Government and private industry, including official statistics organizations or health institutions, collect information from individuals and publish aggregate data to serve the public interest. Organizations have long collected information under a promise of confidentiality, on the understanding that the information provided will be used for statistical purposes only and that the release and sharing of information will prevent information from being traced back to a specific individual. Differential privacy provides a means of limiting the information that is released so that an individual’s contribution remains hidden from a statistical release of a single query (or a small number of queries). Recently there has been a significant push to establish differential privacy as a standard in emerging AI technologies. Though the technique is starting to be widely used by tech companies and government agencies, there are challenges that must be overcome before we can see a full adoption of this technology when it comes to deidentification and anonymization. This project will aid in developing a framework necessary to implement differential privacy in practice, as well as help form a decision-making protocol in terms of other privacy technologies and current guidance.
- Final report prepared together with students Heidi Barriault and Patrick Fogaing Koumao.
- Presentation for the Government of Manitoba.
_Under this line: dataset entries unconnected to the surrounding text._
PR #17927, opened 2021-07-15
MM-36411- Skip flaky TestUpdateConfigDiffInAuditRecord

agnivade:
The fix in https://github.com/mattermost/mattermost-server/pull/17777
doesn't seem to have worked fully as this was seen again.

Skipping it for now until we revisit this.

https://mattermost.atlassian.net/browse/MM-36411

```release-note
NONE
```

### DIFF
--- a/api4/config_test.go
+++ b/api4/config_test.go
@@ -441,7 +441,6 @@ func TestUpdateConfigRestrictSystemAdmin(t *testing.T) {
 }
 
 func TestUpdateConfigDiffInAuditRecord(t *testing.T) {
-	t.Skip("MM-36411")
 	logFile, err := ioutil.TempFile("", "adv.log")
 	require.NoError(t, err)
 	defer os.Remove(logFile.Name())
@@ -471,6 +470,8 @@ func TestUpdateConfigDiffInAuditRecord(t *testing.T) {
 		cfg.ServiceSettings.ReadTimeout = model.NewInt(timeoutVal)
 	})
 	require.Equal(t, timeoutVal+1, *cfg.ServiceSettings.ReadTimeout)
+
+	require.NoError(t, logFile.Sync())
 
 	// Forcing a flush before attempting to read log's content.
 	err = th.Server.Log.Flush(context.Background())
--- a/api4/config_test.go
+++ b/api4/config_test.go
@@ -441,6 +441,7 @@ func TestUpdateConfigRestrictSystemAdmin(t *testing.T) {
 }
 
 func TestUpdateConfigDiffInAuditRecord(t *testing.T) {
+	t.Skip("MM-36411")
 	logFile, err := ioutil.TempFile("", "adv.log")
 	require.NoError(t, err)
 	defer os.Remove(logFile.Name())
--- a/api4/config_test.go
+++ b/api4/config_test.go
@@ -471,11 +471,11 @@ func TestUpdateConfigDiffInAuditRecord(t *testing.T) {
 	})
 	require.Equal(t, timeoutVal+1, *cfg.ServiceSettings.ReadTimeout)
 
-	require.NoError(t, logFile.Sync())
-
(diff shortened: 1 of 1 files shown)


streamer45:
As explained in https://mattermost.atlassian.net/browse/MM-36411?focusedCommentId=112849 I think it may be worth it to attempt adding a `logFile.Sync()` call before `io.ReadAll()` and see if it fixes this for good.

agnivade:
Ah thanks, I missed that :+1:

agnivade:
Hmm .. it's a bit tricky. The `File` struct takes an `io.WriteCloser`: https://github.com/mattermost/logr/blob/3d8eb9f15fcba10bcaf3c998ebd7ca5536923731/targets/file.go#L47-L49

which actually comes from `lumberjack.Logger` itself. Unless we modify that, it might be difficult to call sync on the file.

@wiggin77 - thoughts ?

streamer45:
> Hmm .. it's a bit tricky. The `File` struct takes an `io.WriteCloser`: https://github.com/mattermost/logr/blob/3d8eb9f15fcba10bcaf3c998ebd7ca5536923731/targets/file.go#L47-L49

For the purpose of the test we have direct access to the log file so I am thinking calling `Sync` on that should be sufficient?

agnivade:
Ah sure, from the comments in the ticket, I thought the recommendation was to change the logging library. Let me do that :+1:

streamer45:
> Ah sure, from the comments in the ticket, I thought the recommendation was to change the logging library. Let me do that

Yeah that would be the ideal solution but I understand it may take some time (and thinking) so it makes sense to just fix the test failure for now.

streamer45 (approved):
Awesome :+1:

api4/config_test.go
```diff
@@ -471,6 +471,8 @@ func TestUpdateConfigDiffInAuditRecord(t *testing.T) {
 	})
 	require.Equal(t, timeoutVal+1, *cfg.ServiceSettings.ReadTimeout)
 
+	require.NoError(t, logFile.Sync())
```
wiggin77, line 474: Shouldn't this happen after the flush?

agnivade: I checked that. Flush actually closes the file descriptor. So it should be synced before it.

agnivade: Ah my bad, I was checking the wrong thing. Yes, this should happen after the flush.

api4/config_test.go
```diff
@@ -471,6 +471,8 @@ func TestUpdateConfigDiffInAuditRecord(t *testing.T) {
...
+
 	// Forcing a flush before attempting to read log's content.
 	err = th.Server.Log.Flush(context.Background())
```
wiggin77, line 475: I think the issue here is that flush doesn't close the file like shutdown does.  There is a bug in the version of Logr used here that doesn't do an explicit flush during shutdown, meaning you should flush then shutdown.  This is fixed in Focalboard and I'll be bringing that to server next sprint.

agnivade: Hmm .. so do you want me to hold off from making this change?

wiggin77: No, the change is good.  I just don't know what file.Sync is going to do on a open file.  I'm suggesting you call shutdown after flush, then sync.  That should cover all bases and will continue to work in the future.

agnivade: But shutdown closes the file descriptor. So the kernel can reclaim it for other uses.

[Sync](https://pkg.go.dev/os#File.Sync) will just flush the contents to disk. Internally it just calls `fsync`  on the `fd`. So calling sync on an open file should be fine I believe.

And since `th.Teardown` already calls Shutdown, I think that should be fine. As long as the contents are synced to disk, the test should pass.

wiggin77: Ok, sounds good.

wiggin77 (approved):
LGTM

PR #17938, opened 2021-07-16
[MM-35345]: fix unreads in threads and migration

ashishbhate:
#### Summary

- Fix unreads query for threads to check deleted option
- Normalize unreads query to look for threads after given time
- Fix migration to only run once, and increment timestamp by one so that threads are definitely marked as read.

#### Ticket Link

- Fixes issues with https://mattermost.atlassian.net/browse/MM-35345
- And possibly some issues with thread unreads. 

#### Release Note

```release-note
NONE
```

### DIFF
--- a/store/sqlstore/thread_store.go
+++ b/store/sqlstore/thread_store.go
@@ -130,7 +130,6 @@ func (s *SqlThreadStore) GetThreadsForUser(userId, teamId string, opts model.Get
 		model.Post
 	}
 
-	unreadRepliesQuery := "SELECT COUNT(Posts.Id) From Posts Where Posts.RootId=ThreadMemberships.PostId AND Posts.CreateAt >= ThreadMemberships.LastViewed"
 	fetchConditions := sq.And{
 		sq.Or{sq.Eq{"Channels.TeamId": teamId}, sq.Eq{"Channels.TeamId": ""}},
 		sq.Eq{"ThreadMemberships.UserId": userId},
@@ -159,7 +158,7 @@ func (s *SqlThreadStore) GetThreadsForUser(userId, teamId string, opts model.Get
 			LeftJoin("ThreadMemberships ON Posts.RootId = ThreadMemberships.PostId").
 			LeftJoin("Channels ON Posts.ChannelId = Channels.Id").
 			Where(fetchConditions).
-			Where("Posts.CreateAt >= ThreadMemberships.LastViewed").ToSql()
+			Where("Posts.CreateAt > ThreadMemberships.LastViewed").ToSql()
 
 		totalUnreadThreads, err := s.GetMaster().SelectInt(repliesQuery, repliesQueryArgs...)
 		totalUnreadThreadsChan <- store.StoreResult{Data: totalUnreadThreads, NErr: errors.Wrapf(err, "failed to get count unread on threads for user id=%s", userId)}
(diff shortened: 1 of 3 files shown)


store/sqlstore/thread_store.go
```diff
@@ -159,7 +158,7 @@ func (s *SqlThreadStore) GetThreadsForUser(userId, teamId string, opts model.Get
 			LeftJoin("ThreadMemberships ON Posts.RootId = ThreadMemberships.PostId").
 			LeftJoin("Channels ON Posts.ChannelId = Channels.Id").
 			Where(fetchConditions).
-			Where("Posts.CreateAt >= ThreadMemberships.LastViewed").ToSql()
+			Where("Posts.CreateAt > ThreadMemberships.LastViewed").ToSql()
```
ashishbhate, line 161: We normalize all unread queries to return threads (posts) that are fully after the LastViewed time.

store/sqlstore/thread_store.go
```diff
@@ -218,6 +217,24 @@ func (s *SqlThreadStore) GetThreadsForUser(userId, teamId string, opts model.Get
...
+				sq.Expr("Posts.DeleteAt = 0"),
+			}
+		}
+
+		unreadRepliesQuery, _ := sq.
+			Select("COUNT(Posts.Id)").
+			From("Posts").
+			Where(unreadRepliesFetchConditions).
+			MustSql()
+
```
ashishbhate, line 237: Unread count should respect `deleted` option

store/sqlstore/upgrade.go
```diff
@@ -1230,6 +1230,11 @@ func upgradeDatabaseToVersion538(sqlStore *SqlStore) {
 // last viewed at time of the the thread as the last viewed at time
 // of the channel
 func fixCRTThreadCountsAndUnreads(sqlStore *SqlStore) {
+	var system model.System
+	if err := sqlStore.GetMaster().SelectOne(&system, "SELECT * FROM Systems WHERE Name = 'CRTThreadCountsAndUnreadsMigrationComplete'"); err == nil {
+		return
+	}
```
ashishbhate, line 1236: If CRT is enabled, viewing a channel should NOT mark a thread as read. This migration will mark some threads in channels as read, every time it is run. This is a problem on daily. We leverage the systems table to ensure this migration is done only once. 

We might have to toggle this once after https://mattermost.atlassian.net/browse/MM-36737 is done.

store/sqlstore/upgrade.go
```diff
@@ -1238,7 +1243,7 @@ func fixCRTThreadCountsAndUnreads(sqlStore *SqlStore) {
 	`
 	updateThreadMembershipQuery := `
 		WITH q as (` + threadMembershipsCTE + `)
-		UPDATE ThreadMemberships set LastViewed = q.CM_LastViewedAt, UnreadMentions = 0, LastUpdated = :Now
+		UPDATE ThreadMemberships set LastViewed = q.CM_LastViewedAt + 1, UnreadMentions = 0, LastUpdated = :Now
```
ashishbhate, line 1246: Bump LastViewed count by 1 so that threads don't marked as unread. This is not strictly necessary after the fixes in the thread_store, but just in case 🤞

jwilander (approved):
LGTM

PR #17939, opened 2021-07-16
[MM-32604] Remove hard-coded override of MaxNotificationsPerChannel

streamer45:
#### Summary

Another mystery to add to the collection. This was Introduced in e74c66d7f6a1f515d2380d0f163b2958f03c2bc7 . I couldn't exactly figure out why but maybe the config setting was mainly thought for enterprise customers (to limit push notifications?) and a higher default was deemed appropriate for team edition instead. Anyhow, removing this now as it should be left to the configuration.

#### Ticket

https://mattermost.atlassian.net/browse/MM-32604

#### Release Notes

```release-note
Removed hard-coded override of TeamSettings.MaxNotificationsPerChannel on unlicensed servers (e.g team edition).
```

### DIFF
--- a/app/server.go
+++ b/app/server.go
@@ -72,8 +72,6 @@ import (
 	"github.com/mattermost/mattermost-server/v5/utils"
 )
 
-var MaxNotificationsPerChannelDefault int64 = 1000000
-
 // declaring this as var to allow overriding in tests
 var SentryDSN = "placeholder_sentry_dsn"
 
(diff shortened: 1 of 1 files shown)


agnivade (approved):
Weird, the mode/config.go default is 1000. Anyways, is this necessary only for 6.0? I think this can go in normally. Existing installations shouldn't be affected as the config would be already saved.

streamer45:
> Weird, the mode/config.go default is 1000. Anyways, is this necessary only for 6.0? I think this can go in normally. Existing installations shouldn't be affected as the config would be already saved.

It's not necessary for 6.0 as it's not breaking the API. I guess I kept it here since I was worried about the possible impact on team editions. I am thinking most of the admins may not be aware of this hard-coded limit and going back to the default (or whatever is in the config) may cause issues on large installations (notifications not getting sent).

agnivade:
Yeah, makes sense.

cwarnermm:
@streamer45 - Any outstanding documentation needed for this PR from your perspective?

streamer45:
> @streamer45 - Any outstanding documentation needed for this PR from your perspective?

Nope :+1:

Office of the Privacy Commissioner of Canada Contributions Program 2024-25 Benchmarking large language models and privacy protection (July 2024 - March 2025, jointly with Teresa Scassa). See the program announcement
.

In the current digital age, the accelerated growth of data generated by individuals has fuelled advances in artificial intelligence (AI), particularly the development and deployment of large language models (LLMs). These sophisticated AI systems, capable of understanding, generating and interacting with human language in ways that mimic human thought processes, are becoming integral to applications ranging from personalized content creation to drug discovery. As these models become more deeply embedded in the daily functions of society, the need to protect individual privacy within these systems is crucial. The rapid development of LLMs and the pace at which these tools are evolving present a significant challenge in defining current and practical guidelines that can effectively address the use and deployment of these systems. Given the unique capabilities and risks associated with LLMs, there is a growing need to establish robust privacy standards specifically tailored to these technologies. This project will provide a practical introduction to LLMs and will explore privacy challenges for legal and policy experts and the role of privacy-enhancing technologies. Researchers will survey legal, policy and technical experts, as well as civil society groups to explore the benefits and opportunities of these technologies. They will also provide recommendations and public education materials.
- Students: Heidi Barriault, Bartosz Glowacki, Chang Qu, Yuma Wu.